The home in which Ashurst had been an honored guest, was in Dix Place, near Hollis Street, whither the3 Garrison family had removed in 1853 from Concord Street, on Boston Neck—their residence for a year after quitting Shawmut Avenue. In the heart of the city, and very4 accessible, it drew upon the anti-slavery leader and his wife a great deal of company, to entertain which was no small tax on their slender resources.5 Hitherto, Francis

1 Cf. Ms. Sept. 20, 1853, W. H. Ashurst, Jr., to W. L. G.

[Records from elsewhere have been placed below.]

PR #1489, opened 2026-09-10
fix(apple): verify the callback nonce

atymic:
Follow up to #1485. That PR fixed the state check but left the nonce unverified on the web callback: `getCodeFields()` still sent one, and `user()` never looked at it, so any Apple-signed identity token for our client id was accepted once the state matched. #1484 added nonce verification for the native flow only.

- issue a random nonce on `redirect()` and keep it in the session next to the state
- pull it on the callback and pass it to `checkToken()`, so a token from another authorization request is rejected
- drop the `usesState()` guard around `hasInvalidState()`, it already returns false when stateless
- document the `SameSite` requirement in the README

The nonce is only checked when the session holds one, so logins in flight during the deploy still complete.

**Upgrade note**

Apple posts the callback cross-site. Laravel's default `SESSION_SAME_SITE=lax` cookie isn't sent on that POST, so the session is empty and the state check from #1485 rejects every login. Before #1485 the provider rebuilt the state from the token and let it through, which is the CSRF hole. Users need `SESSION_SAME_SITE=none` with `SESSION_SECURE_COOKIE=true`. That's the breaking change, so this should ship as `release:major` along with #1485 (which merged unlabelled and hasn't released yet).

**Testing**

- `vendor/bin/phpunit tests/Apple` (23 tests)
- full suite passes, 271 tests
- pint failures on `src/Apple/Provider.php` are pre-existing on master

### DIFF
--- a/src/Apple/Provider.php
+++ b/src/Apple/Provider.php
@@ -72,6 +72,18 @@ class Provider extends AbstractProvider
     /**
      * {@inheritdoc}
      */
+    public function redirect()
+    {
+        if ($this->usesState()) {
+            $this->request->session()->put('nonce', Str::random(40));
+        }
+
+        return parent::redirect();
+    }
+
+    /**
+     * {@inheritdoc}
+     */
     protected function getCodeFields($state = null)
     {
         $fields = [
@@ -84,7 +96,7 @@ class Provider extends AbstractProvider
 
         if ($this->usesState()) {
             $fields['state'] = $state;
-            $fields['nonce'] = Str::uuid() . '.' . $state;
+            $fields['nonce'] = $this->request->session()->get('nonce');
         }
 
         return array_merge($fields, $this->parameters);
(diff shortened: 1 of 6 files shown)


atymic:
@binuka200 could you have a look at this please?

binuka200:
Thanks for asking me to take a look. I’ve checked the latest changes against Apple’s documentation and RFC 9700.

The normal session-based flow looks good to me. Generating and storing a fresh nonce, then rejecting the callback when it is missing or doesn’t match, should close the remaining gap.

I’m less sure about the new statelessNonce() approach. Because the nonce is kept in a shared cache using the returned state as the key, it doesn’t seem to be tied to the browser that originally started the login.

For example, an attacker could start an Apple login themselves, capture their complete callback, and then submit it through another user’s browser. The cached nonce would still match, even though that browser didn’t start the login.

RFC 9700 says the nonce needs to be securely bound to the user agent where the login started:

https://www.rfc-editor.org/rfc/rfc9700.html#section-2.1.1

So I think the session-based part is ready, but the stateless cache flow may need another browser-bound value, such as a short-lived Secure, HttpOnly, SameSite=None cookie. What do you think? @atymic

atymic:
@binuka200 have swapped it over to a http only cookie, let me know what you think

binuka200:
Thanks for making the changes. This looks good to me now.

I use Sign in with Apple in PHP quite regularly, so I’ll keep an eye on the provider and contribute improvements where I can.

2 Mr. Ashurst landed in America in July, 1853, and sailed for home on Sept. 7, in a very feeble state (Lib. 23: 118; Ms. Sept. 5, 1853, W. L. G. to his wife). An amusing adventure of his while in Boston is worth recording. Having occasion to inquire his way, he excused himself by explaining that he was an Englishman. ‘An Englishman, eh?’ was the response. ‘Well, we licked you in ‘76!’

3 No. 8, afterwards No. 14.

4 Ante, p. 262.

5 On June 26, 1855, C. F. Hovey begged Mrs. Garrison's acceptance of a barrel of flour. ‘I see you have a houseful of people. . . . Your husband's position brings him many guests and expenses which do not belong to him’ (Ms.).